**Exercise brief**
Transcribe the entries in full, keeping each word as it is.

(Data extracted from a collection)
== Segment start ==

PR #850, opened 2018-12-20
Fix issue where espresso_event_status() always echos even if $echo = false

joshfeck:
See https://events.codebasehq.com/projects/event-espresso/tickets/11370
for backstory.

The only place in core I could find that uses this template tag is the RSS feed template. So for testing you could check the RSS feed and make sure the event status displays the same.


joshfeck:
This is ready for testing.

For testing you could check the event RSS feed and make sure the event status displays the same as it does on master.

sethshoultes:
I switched between master and this branch and the RSS feed seems to be working as expected. I tested with a regular event, password protected event, and a private event. As you can see, with this branch selected, only the normal event and the password-protected event are available:

espresso-4-9 dev cceventsfeed 2019-02-04 08-27-14

PR #852, opened 2018-12-21
Bug/rest api taxonomy relationships regression, Fixes #845

### LINKED ISSUE #845: Fix regression of REST API Taxonomy-related routes
Originally fixed in https://events.codebasehq.com/projects/event-espresso/tickets/10083 and these appear to be broken again:

    wp-json/ee/v4.8.36/events?include=Term_Taxonomy
    wp-json/ee/v4.8.36/term_relationships
    wp-json/ee/v4.8.36/term_taxonomies?include=Term_Relationship

mnelson4:

Fixes the usage of term_relationships in REST API requests, which was broken on https://github.com/eventespresso/event-espresso-core/pull/804. 
Adds a test to avoid another regression.

## How has this been tested

Unit tested but it would be good to double-check:
* [x] send a request to `{yoursite}/wp-json/ee/v4.8.36/term_relationships`
* [x] `{your_site}`/wp-json/ee/v4.8.36/events?include=Term_Taxonomy`
* [x] and `{your_site}`/wp-json/ee/v4.8.36/term_taxonomies?include=Term_Relationship`
* [x] double-check the mobile apps load events as usual

## Checklist

* [x] My code is tested.


joshfeck:
This fixes #845

tests/testcases/core/libraries/rest_api/controllers/Read_Test.php
```diff
@@ -1072,6 +1072,42 @@ public function testHandleRequestGetAllVenues()
...
+     * regression.
+     * @since $VID:$
+     */
+    public function testHandleRequestGeAllTermRelationships()
+    {
+        $e = $this->new_model_obj_with_dependencies(
+            'Event',
+            array(
+                'status' => EEM_Event::post_status_publish
+            )
```
tn3rb: just as an FYI,
because our min php version is now at 5.4 you can use the short array syntax **if you prefer**,

ie:

```php
       $e = $this->new_model_obj_with_dependencies(
            'Event',
            ['status' => EEM_Event::post_status_publish]
        );
```

mnelson4: yes, yes I would. Good point thanks.

mnelson4:
Adjustment was only made to the test code, so I don't think this needs another review (plus the adjustment was what Brent suggested).
So I'm just going to wait for the tests to finish before passing off for testing. (Although I think Josh has already tested, still I think I should get a confirmation)

mnelson4:
Also FYI @tn3rb, the issue existed because the code incorrectly assumed each model would have a primary key, which `EEM_Term_Relationship` of course doesn't. The methods we're now using are able to use the combined keys instead of a single primary key.

joshfeck:
This is tested and ready for merging.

== Segment end ==

**Result of the exercise**
PR #850, opened 2018-12-20
Fix issue where espresso_event_status() always echos even if $echo = false

joshfeck:
See https://events.codebasehq.com/projects/event-espresso/tickets/11370
for backstory.

The only place in core I could find that uses this template tag is the RSS feed template. So for testing you could check the RSS feed and make sure the event status displays the same.


joshfeck:
This is ready for testing.

For testing you could check the event RSS feed and make sure the event status displays the same as it does on master.

sethshoultes:
I switched between master and this branch and the RSS feed seems to be working as expected. I tested with a regular event, password protected event, and a private event. As you can see, with this branch selected, only the normal event and the password-protected event are available:

espresso-4-9 dev cceventsfeed 2019-02-04 08-27-14

PR #852, opened 2018-12-21
Bug/rest api taxonomy relationships regression, Fixes #845

### LINKED ISSUE #845: Fix regression of REST API Taxonomy-related routes
Originally fixed in https://events.codebasehq.com/projects/event-espresso/tickets/10083 and these appear to be broken again:

    wp-json/ee/v4.8.36/events?include=Term_Taxonomy
    wp-json/ee/v4.8.36/term_relationships
    wp-json/ee/v4.8.36/term_taxonomies?include=Term_Relationship

mnelson4:

Fixes the usage of term_relationships in REST API requests, which was broken on https://github.com/eventespresso/event-espresso-core/pull/804. 
Adds a test to avoid another regression.

## How has this been tested

Unit tested but it would be good to double-check:
* [x] send a request to `{yoursite}/wp-json/ee/v4.8.36/term_relationships`
* [x] `{your_site}`/wp-json/ee/v4.8.36/events?include=Term_Taxonomy`
* [x] and `{your_site}`/wp-json/ee/v4.8.36/term_taxonomies?include=Term_Relationship`
* [x] double-check the mobile apps load events as usual

## Checklist

* [x] My code is tested.


joshfeck:
This fixes #845

tests/testcases/core/libraries/rest_api/controllers/Read_Test.php
```diff
@@ -1072,6 +1072,42 @@ public function testHandleRequestGetAllVenues()
...
+     * regression.
+     * @since $VID:$
+     */
+    public function testHandleRequestGeAllTermRelationships()
+    {
+        $e = $this->new_model_obj_with_dependencies(
+            'Event',
+            array(
+                'status' => EEM_Event::post_status_publish
+            )
```
tn3rb: just as an FYI,
because our min php version is now at 5.4 you can use the short array syntax **if you prefer**,

ie:

```php
       $e = $this->new_model_obj_with_dependencies(
            'Event',
            ['status' => EEM_Event::post_status_publish]
        );
```

mnelson4: yes, yes I would. Good point thanks.

mnelson4:
Adjustment was only made to the test code, so I don't think this needs another review (plus the adjustment was what Brent suggested).
So I'm just going to wait for the tests to finish before passing off for testing. (Although I think Josh has already tested, still I think I should get a confirmation)

mnelson4:
Also FYI @tn3rb, the issue existed because the code incorrectly assumed each model would have a primary key, which `EEM_Term_Relationship` of course doesn't. The methods we're now using are able to use the combined keys instead of a single primary key.

joshfeck:
This is tested and ready for merging.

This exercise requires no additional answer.